*** Records for the exercise Section Begins ***
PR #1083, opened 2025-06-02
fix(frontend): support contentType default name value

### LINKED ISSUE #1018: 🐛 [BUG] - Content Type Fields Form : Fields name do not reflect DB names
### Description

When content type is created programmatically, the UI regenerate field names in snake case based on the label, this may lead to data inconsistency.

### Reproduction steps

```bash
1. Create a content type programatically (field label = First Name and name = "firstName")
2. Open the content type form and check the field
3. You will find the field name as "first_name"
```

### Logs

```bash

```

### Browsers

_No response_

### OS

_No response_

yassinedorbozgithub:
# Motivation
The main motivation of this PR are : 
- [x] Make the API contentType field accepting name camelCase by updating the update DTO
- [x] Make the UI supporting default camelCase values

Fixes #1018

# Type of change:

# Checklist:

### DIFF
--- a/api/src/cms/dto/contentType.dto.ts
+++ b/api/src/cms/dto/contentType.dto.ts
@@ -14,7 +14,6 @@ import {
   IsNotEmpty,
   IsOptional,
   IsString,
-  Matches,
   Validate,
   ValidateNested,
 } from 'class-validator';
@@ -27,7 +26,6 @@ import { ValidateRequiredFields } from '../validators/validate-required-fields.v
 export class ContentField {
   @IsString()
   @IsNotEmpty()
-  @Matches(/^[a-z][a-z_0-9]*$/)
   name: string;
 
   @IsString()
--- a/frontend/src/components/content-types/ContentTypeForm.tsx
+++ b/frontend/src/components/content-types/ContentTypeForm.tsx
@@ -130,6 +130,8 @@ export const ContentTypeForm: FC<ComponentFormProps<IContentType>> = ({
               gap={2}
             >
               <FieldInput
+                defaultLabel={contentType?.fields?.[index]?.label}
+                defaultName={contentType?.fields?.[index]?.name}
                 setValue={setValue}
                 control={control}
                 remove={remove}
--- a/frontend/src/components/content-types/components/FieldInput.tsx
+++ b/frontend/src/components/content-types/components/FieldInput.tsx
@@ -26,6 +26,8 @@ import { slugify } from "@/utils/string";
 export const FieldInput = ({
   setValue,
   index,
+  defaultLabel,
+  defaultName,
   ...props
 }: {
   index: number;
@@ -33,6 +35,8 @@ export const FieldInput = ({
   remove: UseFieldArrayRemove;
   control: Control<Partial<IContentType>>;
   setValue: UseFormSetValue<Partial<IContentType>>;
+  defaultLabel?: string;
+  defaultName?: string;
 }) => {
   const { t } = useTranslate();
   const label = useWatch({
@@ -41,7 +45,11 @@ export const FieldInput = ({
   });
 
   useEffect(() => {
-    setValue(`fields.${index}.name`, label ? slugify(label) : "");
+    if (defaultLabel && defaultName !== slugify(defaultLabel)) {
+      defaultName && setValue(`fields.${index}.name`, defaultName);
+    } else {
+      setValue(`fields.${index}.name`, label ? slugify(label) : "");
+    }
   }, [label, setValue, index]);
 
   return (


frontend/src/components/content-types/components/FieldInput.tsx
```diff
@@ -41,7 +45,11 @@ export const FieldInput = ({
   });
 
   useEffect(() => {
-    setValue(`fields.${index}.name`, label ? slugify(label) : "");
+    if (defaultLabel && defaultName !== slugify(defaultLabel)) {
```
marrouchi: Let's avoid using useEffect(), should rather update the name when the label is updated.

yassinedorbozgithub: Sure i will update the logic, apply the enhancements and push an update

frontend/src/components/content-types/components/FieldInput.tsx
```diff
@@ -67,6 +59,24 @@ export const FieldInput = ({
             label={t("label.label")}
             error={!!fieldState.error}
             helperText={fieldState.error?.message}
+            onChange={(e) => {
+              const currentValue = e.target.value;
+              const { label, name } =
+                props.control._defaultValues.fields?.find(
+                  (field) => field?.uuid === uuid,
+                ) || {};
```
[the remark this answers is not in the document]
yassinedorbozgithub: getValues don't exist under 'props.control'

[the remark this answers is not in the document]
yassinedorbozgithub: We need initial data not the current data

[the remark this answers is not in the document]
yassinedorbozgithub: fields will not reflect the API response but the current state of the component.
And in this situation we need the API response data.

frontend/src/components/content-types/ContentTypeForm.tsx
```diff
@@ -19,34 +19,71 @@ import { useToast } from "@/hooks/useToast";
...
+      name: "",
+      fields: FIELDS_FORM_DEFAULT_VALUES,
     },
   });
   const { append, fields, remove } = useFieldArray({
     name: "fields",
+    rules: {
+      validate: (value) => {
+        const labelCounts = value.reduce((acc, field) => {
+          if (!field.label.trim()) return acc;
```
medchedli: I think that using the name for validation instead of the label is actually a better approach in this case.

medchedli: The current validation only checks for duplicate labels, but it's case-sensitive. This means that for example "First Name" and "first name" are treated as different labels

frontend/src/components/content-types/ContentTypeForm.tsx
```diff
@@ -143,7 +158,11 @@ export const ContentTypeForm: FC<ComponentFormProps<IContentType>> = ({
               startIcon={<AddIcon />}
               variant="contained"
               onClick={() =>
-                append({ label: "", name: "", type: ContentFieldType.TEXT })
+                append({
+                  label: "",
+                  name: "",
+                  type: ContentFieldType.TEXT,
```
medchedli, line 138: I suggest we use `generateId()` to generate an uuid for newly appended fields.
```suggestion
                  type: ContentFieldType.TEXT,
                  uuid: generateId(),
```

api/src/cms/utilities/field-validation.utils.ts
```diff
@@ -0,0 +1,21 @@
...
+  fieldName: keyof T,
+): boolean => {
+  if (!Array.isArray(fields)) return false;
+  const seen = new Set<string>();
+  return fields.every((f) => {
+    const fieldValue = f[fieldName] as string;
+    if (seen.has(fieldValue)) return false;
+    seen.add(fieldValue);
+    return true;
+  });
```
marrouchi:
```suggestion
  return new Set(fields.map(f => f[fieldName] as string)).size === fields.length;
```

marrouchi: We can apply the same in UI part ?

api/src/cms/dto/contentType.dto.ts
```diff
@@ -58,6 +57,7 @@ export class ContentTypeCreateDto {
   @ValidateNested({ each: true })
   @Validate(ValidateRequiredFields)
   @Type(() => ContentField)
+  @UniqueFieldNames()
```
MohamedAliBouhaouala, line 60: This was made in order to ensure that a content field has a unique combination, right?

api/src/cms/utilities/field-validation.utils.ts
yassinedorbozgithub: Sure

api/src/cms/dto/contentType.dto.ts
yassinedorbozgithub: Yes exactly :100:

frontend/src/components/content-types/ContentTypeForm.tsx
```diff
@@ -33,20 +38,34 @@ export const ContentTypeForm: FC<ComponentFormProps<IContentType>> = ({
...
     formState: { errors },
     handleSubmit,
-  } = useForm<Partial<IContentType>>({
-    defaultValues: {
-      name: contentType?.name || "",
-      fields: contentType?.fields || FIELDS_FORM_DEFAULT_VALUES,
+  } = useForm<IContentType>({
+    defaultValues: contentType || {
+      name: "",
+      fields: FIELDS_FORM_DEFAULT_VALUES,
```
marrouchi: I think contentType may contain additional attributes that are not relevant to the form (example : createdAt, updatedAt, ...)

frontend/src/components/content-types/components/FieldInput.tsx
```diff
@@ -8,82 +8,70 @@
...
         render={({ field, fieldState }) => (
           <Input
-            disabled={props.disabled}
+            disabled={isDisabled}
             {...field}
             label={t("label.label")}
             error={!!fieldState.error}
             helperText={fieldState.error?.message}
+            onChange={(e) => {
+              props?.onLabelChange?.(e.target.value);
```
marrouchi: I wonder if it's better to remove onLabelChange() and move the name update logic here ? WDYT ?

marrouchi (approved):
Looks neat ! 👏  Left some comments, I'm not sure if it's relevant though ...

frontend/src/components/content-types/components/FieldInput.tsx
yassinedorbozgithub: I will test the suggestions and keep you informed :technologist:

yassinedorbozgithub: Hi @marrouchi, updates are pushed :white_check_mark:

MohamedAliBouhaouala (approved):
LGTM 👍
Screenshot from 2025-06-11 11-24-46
*** Records for the exercise Section Ends ***
Exercise requirements —
After counting the lines above that include the word "setValue", give only the number.

Output of the exercise —
8